Stored data:
+++++
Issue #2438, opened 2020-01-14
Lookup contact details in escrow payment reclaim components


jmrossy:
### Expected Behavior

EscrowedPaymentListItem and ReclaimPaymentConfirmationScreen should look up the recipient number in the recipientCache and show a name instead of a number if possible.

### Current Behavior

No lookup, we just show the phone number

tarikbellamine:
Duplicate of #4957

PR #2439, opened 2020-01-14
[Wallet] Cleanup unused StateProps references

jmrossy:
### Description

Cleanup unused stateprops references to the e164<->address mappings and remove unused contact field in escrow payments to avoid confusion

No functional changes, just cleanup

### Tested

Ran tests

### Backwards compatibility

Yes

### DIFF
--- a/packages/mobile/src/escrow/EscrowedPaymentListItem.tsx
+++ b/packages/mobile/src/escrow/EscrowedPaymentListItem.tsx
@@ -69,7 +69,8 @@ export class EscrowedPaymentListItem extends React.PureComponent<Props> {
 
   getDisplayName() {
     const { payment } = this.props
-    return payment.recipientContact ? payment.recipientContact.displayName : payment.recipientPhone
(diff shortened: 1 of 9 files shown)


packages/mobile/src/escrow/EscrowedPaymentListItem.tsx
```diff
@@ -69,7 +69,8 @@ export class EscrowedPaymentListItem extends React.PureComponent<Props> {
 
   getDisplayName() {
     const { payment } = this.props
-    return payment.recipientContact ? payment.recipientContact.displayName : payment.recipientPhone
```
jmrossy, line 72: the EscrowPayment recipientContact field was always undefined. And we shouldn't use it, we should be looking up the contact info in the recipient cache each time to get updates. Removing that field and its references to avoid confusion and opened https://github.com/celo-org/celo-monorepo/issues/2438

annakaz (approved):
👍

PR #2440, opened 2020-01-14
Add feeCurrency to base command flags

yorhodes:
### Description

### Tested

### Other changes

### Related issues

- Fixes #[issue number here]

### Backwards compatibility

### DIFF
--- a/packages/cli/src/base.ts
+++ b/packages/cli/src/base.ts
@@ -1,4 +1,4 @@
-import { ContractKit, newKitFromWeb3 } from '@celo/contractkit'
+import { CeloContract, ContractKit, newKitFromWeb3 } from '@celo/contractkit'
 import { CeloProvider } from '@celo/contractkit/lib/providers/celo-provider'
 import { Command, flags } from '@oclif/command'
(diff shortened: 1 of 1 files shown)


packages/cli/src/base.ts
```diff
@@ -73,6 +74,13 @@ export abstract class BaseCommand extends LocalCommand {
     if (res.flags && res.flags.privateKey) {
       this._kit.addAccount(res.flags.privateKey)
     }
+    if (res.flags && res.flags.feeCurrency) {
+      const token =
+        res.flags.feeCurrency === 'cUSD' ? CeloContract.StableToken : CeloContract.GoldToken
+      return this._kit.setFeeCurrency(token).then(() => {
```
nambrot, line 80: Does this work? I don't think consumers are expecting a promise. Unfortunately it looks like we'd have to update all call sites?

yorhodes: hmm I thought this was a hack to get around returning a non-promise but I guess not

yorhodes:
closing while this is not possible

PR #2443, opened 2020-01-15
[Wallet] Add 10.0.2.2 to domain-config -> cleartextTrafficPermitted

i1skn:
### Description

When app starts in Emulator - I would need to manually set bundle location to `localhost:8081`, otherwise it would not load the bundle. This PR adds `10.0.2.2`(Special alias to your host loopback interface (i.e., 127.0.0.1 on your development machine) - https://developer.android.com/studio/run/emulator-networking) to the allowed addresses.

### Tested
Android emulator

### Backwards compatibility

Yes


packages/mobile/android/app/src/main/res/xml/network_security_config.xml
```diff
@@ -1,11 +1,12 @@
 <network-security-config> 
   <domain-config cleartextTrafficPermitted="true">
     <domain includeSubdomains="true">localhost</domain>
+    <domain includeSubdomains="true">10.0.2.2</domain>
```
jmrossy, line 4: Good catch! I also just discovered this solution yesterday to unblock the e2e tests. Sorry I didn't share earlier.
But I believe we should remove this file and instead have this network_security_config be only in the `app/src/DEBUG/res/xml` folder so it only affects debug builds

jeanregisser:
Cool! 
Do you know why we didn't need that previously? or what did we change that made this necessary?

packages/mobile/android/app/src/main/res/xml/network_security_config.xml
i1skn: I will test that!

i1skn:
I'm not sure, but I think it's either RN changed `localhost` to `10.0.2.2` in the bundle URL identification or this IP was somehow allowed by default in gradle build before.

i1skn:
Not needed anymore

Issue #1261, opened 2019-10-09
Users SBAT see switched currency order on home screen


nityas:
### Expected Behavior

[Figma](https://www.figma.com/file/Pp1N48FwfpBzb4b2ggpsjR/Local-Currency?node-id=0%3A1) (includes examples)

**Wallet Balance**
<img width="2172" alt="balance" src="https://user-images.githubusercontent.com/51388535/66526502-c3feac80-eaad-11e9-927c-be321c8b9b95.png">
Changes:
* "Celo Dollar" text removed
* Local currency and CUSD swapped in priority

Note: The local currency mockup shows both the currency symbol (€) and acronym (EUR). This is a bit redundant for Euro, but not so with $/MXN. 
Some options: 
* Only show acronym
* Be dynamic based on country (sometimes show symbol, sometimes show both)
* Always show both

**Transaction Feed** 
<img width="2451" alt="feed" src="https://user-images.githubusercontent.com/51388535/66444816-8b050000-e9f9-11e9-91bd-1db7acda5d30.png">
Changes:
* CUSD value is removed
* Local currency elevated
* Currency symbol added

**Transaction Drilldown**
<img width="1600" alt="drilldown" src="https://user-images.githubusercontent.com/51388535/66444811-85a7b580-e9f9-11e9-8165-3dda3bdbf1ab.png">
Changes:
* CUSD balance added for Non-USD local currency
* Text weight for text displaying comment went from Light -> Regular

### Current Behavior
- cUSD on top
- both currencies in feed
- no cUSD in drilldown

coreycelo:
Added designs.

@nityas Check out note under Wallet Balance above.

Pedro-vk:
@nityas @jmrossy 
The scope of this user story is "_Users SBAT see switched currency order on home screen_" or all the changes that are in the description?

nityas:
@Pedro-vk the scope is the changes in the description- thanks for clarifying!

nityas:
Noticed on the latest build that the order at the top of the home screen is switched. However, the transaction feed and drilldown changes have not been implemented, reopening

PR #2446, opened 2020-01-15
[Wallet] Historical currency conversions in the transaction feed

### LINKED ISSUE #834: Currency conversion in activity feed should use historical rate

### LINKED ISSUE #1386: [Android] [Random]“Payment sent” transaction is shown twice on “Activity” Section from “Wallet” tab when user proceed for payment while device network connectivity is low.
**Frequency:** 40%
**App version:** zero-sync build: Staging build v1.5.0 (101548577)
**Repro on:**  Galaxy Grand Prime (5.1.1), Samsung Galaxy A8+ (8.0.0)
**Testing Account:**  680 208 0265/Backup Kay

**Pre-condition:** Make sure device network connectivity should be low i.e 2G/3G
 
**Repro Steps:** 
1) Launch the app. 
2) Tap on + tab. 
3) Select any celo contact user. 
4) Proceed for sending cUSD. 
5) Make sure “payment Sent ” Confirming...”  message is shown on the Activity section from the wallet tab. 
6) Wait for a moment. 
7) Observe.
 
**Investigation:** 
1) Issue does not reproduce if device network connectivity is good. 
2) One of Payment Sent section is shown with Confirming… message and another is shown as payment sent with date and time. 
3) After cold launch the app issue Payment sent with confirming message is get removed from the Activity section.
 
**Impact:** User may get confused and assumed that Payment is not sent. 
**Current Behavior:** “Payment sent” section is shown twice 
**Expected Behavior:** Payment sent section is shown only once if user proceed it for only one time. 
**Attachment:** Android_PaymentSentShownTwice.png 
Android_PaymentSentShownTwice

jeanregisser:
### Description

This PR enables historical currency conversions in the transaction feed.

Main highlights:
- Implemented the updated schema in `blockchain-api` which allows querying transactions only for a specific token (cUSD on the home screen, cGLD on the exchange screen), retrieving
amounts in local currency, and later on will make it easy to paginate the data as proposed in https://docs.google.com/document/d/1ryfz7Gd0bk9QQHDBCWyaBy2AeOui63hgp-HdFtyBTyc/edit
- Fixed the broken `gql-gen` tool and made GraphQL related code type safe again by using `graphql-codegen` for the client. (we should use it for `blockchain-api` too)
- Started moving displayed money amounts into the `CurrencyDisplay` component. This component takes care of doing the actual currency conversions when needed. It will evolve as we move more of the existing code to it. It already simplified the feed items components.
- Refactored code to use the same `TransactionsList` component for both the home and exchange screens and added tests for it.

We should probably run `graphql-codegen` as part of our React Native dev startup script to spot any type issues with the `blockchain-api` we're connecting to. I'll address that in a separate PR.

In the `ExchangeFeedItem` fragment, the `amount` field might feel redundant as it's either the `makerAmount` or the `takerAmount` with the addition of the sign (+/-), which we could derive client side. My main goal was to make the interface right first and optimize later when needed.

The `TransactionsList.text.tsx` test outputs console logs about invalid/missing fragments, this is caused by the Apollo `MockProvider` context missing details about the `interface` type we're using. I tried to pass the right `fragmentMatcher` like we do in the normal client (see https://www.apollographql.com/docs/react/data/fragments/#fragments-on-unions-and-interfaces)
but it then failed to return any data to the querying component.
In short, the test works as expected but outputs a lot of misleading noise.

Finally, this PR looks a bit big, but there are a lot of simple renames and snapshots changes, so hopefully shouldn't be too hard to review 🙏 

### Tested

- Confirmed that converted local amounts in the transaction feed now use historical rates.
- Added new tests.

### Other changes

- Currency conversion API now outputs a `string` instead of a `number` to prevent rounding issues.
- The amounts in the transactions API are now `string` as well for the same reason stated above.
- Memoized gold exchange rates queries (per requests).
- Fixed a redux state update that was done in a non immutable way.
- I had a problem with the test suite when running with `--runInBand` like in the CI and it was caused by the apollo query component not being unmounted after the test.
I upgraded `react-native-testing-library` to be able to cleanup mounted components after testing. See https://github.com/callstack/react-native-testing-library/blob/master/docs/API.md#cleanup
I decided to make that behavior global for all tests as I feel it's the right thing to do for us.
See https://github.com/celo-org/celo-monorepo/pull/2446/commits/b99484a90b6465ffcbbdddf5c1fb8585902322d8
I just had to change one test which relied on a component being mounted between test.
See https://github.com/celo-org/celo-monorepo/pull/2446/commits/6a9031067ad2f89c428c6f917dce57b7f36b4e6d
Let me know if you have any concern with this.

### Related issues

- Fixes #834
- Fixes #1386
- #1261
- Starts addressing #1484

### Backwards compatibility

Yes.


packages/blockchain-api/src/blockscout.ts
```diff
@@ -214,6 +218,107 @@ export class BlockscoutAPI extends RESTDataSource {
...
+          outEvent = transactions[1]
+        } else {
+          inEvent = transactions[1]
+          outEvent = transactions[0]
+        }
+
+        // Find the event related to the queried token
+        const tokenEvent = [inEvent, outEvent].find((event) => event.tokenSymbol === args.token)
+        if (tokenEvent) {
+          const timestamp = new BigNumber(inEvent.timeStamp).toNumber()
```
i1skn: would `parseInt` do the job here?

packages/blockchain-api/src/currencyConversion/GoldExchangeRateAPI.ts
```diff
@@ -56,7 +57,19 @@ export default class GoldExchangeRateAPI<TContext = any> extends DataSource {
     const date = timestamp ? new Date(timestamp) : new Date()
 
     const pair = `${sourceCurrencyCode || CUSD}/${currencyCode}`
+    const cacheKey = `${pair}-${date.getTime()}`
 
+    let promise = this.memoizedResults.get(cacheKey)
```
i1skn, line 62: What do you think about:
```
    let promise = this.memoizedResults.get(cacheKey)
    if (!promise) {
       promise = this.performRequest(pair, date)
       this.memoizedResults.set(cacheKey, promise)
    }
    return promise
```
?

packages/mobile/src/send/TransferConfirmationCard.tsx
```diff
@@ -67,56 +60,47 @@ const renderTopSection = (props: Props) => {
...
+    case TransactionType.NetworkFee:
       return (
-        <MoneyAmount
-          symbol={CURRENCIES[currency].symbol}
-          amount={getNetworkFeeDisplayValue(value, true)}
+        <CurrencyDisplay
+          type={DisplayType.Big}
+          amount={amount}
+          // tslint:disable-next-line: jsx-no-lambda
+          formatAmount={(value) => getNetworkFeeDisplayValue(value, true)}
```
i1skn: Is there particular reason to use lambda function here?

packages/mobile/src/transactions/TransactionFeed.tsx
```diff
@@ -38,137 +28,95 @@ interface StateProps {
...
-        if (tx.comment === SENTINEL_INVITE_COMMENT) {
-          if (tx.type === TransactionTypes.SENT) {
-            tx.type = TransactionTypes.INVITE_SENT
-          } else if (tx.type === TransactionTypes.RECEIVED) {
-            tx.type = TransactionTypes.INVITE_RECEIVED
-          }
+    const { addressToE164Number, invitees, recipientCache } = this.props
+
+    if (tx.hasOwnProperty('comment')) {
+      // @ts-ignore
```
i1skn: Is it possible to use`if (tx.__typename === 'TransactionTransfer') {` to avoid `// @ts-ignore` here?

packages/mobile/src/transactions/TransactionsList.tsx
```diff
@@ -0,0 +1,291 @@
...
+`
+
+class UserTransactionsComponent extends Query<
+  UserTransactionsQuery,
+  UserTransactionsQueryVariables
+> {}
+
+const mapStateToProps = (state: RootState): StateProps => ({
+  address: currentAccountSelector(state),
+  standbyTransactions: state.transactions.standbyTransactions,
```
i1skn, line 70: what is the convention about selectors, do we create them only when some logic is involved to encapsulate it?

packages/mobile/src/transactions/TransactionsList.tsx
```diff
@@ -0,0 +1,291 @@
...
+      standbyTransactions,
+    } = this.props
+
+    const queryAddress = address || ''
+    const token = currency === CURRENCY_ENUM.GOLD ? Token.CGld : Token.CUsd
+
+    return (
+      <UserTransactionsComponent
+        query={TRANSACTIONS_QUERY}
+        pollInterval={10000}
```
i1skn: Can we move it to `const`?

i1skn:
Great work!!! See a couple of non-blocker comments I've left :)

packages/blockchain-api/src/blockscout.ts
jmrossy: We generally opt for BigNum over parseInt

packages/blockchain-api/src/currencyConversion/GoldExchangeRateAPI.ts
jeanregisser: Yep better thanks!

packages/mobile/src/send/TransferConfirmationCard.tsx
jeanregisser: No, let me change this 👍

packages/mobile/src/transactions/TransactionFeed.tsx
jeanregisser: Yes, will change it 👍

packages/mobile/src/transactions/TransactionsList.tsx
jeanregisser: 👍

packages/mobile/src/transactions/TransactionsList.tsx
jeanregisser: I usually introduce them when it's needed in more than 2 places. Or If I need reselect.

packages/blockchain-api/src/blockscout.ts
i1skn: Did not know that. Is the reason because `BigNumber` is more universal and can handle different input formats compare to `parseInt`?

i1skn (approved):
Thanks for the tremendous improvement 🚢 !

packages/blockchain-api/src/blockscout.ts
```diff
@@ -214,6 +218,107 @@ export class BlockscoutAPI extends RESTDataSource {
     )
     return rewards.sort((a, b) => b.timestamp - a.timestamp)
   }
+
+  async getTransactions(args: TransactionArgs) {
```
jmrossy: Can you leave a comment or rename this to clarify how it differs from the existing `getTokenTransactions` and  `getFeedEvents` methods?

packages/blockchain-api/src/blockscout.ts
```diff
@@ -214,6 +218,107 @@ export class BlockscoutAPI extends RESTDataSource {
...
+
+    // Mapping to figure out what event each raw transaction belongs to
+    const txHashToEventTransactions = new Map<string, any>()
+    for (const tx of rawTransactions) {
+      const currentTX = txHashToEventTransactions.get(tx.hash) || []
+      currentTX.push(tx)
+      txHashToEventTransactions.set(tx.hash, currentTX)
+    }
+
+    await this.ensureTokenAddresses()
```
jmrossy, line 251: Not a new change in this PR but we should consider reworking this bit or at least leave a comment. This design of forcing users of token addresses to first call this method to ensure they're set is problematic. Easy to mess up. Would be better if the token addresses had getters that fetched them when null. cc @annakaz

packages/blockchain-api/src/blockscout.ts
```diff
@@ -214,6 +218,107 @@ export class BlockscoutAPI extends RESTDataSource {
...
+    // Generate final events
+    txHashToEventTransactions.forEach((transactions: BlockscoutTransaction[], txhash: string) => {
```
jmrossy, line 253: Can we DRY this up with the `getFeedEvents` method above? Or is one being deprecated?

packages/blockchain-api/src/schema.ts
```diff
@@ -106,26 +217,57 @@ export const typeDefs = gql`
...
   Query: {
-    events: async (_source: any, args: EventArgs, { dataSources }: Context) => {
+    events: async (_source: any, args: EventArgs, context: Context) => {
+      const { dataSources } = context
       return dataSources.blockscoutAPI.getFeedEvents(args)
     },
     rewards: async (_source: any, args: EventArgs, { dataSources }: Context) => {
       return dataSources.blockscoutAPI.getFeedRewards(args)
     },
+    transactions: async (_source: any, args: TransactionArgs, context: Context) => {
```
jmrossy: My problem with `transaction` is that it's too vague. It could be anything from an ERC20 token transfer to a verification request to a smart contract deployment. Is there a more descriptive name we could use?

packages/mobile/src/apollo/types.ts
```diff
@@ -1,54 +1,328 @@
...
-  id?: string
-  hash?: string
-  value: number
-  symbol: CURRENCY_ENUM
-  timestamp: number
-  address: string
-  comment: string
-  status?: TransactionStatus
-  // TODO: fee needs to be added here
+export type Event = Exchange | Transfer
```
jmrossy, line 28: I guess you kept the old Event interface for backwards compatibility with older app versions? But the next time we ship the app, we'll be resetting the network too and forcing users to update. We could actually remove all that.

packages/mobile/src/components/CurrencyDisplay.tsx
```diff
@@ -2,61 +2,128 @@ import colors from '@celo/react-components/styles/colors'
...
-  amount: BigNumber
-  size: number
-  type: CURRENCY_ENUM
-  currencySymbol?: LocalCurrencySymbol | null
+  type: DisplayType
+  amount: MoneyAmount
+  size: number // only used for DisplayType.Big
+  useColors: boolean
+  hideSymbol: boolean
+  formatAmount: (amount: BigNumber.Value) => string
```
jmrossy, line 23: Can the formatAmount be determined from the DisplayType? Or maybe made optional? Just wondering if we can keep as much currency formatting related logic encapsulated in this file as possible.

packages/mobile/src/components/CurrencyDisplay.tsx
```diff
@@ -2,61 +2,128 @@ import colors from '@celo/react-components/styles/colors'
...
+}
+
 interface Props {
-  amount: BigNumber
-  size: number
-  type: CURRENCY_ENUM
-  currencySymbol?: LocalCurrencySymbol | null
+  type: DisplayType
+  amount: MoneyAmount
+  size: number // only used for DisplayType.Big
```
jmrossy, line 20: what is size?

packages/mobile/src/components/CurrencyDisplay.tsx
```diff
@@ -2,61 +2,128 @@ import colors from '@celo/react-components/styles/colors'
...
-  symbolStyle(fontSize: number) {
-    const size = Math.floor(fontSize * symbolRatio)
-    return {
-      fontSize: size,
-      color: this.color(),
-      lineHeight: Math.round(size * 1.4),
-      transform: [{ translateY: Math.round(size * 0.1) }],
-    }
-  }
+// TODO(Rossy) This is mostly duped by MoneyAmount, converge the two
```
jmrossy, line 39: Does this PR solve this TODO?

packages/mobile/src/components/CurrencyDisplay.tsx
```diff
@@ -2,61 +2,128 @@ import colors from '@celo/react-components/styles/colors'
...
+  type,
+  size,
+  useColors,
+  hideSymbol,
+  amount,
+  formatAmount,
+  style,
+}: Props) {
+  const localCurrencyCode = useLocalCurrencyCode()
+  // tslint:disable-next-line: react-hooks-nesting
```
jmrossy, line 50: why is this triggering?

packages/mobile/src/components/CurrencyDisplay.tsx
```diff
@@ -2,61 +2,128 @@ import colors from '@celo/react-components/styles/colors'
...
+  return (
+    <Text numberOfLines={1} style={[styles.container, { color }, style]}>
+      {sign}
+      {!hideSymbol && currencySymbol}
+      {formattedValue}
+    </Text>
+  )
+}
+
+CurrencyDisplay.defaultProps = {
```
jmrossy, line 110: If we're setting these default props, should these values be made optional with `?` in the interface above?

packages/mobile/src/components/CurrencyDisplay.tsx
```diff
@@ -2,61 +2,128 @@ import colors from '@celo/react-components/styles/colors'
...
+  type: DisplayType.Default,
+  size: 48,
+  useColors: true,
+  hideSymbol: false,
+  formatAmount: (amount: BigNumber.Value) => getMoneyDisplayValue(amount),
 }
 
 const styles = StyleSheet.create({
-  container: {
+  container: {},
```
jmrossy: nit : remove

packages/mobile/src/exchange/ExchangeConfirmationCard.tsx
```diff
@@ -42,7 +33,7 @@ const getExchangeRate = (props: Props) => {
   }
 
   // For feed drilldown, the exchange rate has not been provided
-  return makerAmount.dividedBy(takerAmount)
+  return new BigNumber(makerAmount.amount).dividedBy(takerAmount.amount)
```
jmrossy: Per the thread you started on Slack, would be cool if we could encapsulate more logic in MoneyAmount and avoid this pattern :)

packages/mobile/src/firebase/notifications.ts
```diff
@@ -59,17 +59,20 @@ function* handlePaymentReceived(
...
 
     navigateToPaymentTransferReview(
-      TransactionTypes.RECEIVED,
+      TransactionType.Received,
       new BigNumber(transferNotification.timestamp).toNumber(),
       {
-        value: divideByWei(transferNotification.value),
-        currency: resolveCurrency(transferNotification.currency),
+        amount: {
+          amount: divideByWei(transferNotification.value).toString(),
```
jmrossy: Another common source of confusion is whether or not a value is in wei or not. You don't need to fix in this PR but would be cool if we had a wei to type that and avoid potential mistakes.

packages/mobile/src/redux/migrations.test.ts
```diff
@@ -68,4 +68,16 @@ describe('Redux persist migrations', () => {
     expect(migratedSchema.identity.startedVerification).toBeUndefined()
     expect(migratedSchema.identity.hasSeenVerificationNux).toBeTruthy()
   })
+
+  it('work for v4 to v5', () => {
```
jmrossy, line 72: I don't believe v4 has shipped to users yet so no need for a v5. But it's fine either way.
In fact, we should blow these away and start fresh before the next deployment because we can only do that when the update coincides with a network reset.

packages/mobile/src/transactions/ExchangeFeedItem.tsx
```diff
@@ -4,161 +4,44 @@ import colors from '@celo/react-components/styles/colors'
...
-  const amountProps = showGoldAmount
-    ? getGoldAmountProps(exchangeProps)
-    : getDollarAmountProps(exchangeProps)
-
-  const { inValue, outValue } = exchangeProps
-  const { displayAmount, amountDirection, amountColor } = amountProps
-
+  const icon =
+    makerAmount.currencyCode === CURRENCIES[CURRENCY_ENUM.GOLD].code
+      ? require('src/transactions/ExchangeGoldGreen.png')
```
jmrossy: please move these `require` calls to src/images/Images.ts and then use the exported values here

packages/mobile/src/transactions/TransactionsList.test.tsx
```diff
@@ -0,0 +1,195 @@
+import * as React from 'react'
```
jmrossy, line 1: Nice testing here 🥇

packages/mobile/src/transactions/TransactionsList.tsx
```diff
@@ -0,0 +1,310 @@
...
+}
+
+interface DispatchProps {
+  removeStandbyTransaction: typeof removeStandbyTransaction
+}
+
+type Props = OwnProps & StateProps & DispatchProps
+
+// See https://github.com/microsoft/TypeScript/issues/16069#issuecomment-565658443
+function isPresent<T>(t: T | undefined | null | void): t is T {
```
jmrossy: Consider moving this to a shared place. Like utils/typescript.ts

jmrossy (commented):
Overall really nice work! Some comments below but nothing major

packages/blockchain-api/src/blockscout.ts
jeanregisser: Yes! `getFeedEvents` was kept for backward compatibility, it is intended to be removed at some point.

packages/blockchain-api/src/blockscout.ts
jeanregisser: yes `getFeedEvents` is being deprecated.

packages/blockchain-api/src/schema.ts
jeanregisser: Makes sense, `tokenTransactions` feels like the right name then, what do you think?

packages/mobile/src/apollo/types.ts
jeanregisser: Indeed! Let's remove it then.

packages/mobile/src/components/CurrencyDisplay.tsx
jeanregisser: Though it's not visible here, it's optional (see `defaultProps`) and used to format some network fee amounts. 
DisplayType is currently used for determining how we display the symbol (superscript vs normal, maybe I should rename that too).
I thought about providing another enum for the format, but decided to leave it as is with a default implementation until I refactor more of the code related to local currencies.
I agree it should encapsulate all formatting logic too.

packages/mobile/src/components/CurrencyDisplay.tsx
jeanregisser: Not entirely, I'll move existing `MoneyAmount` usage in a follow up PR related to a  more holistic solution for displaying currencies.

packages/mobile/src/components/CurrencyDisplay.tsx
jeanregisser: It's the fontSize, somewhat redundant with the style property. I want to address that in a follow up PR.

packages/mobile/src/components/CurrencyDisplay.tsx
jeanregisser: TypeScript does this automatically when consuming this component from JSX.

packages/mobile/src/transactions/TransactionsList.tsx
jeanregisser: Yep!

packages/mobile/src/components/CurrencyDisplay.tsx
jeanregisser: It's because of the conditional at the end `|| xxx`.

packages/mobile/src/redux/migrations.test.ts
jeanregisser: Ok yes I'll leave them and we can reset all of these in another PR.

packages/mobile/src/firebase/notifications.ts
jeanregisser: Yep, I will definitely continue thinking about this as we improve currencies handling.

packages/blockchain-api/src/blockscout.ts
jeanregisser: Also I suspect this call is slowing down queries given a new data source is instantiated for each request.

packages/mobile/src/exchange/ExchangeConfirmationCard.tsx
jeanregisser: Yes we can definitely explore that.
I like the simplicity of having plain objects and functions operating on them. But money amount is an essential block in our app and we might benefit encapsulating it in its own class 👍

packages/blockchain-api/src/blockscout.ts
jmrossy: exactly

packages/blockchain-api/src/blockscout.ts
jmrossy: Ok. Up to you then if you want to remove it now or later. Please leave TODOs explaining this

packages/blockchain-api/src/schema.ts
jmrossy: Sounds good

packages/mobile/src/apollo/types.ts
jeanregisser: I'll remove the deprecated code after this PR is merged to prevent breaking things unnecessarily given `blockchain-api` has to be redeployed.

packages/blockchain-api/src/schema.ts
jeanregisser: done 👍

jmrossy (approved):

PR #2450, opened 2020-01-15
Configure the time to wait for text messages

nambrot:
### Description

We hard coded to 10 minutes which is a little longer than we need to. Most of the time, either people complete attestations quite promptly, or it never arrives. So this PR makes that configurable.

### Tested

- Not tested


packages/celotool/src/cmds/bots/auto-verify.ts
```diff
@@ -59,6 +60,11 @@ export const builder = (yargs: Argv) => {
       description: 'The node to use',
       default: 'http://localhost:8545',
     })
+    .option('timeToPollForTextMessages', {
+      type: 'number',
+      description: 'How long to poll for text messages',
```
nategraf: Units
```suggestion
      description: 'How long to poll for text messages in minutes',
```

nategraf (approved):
+++++
Your task:
Repeat, exactly as they stand above, the lines from the line with "The scope of" to the line with "### LINKED ISSUE #1386: [Android]", both lines included.

Answer to this exercise:
The scope of this user story is "_Users SBAT see switched currency order on home screen_" or all the changes that are in the description?

nityas:
@Pedro-vk the scope is the changes in the description- thanks for clarifying!

nityas:
Noticed on the latest build that the order at the top of the home screen is switched. However, the transaction feed and drilldown changes have not been implemented, reopening

PR #2446, opened 2020-01-15
[Wallet] Historical currency conversions in the transaction feed

### LINKED ISSUE #834: Currency conversion in activity feed should use historical rate

### LINKED ISSUE #1386: [Android] [Random]“Payment sent” transaction is shown twice on “Activity” Section from “Wallet” tab when user proceed for payment while device network connectivity is low.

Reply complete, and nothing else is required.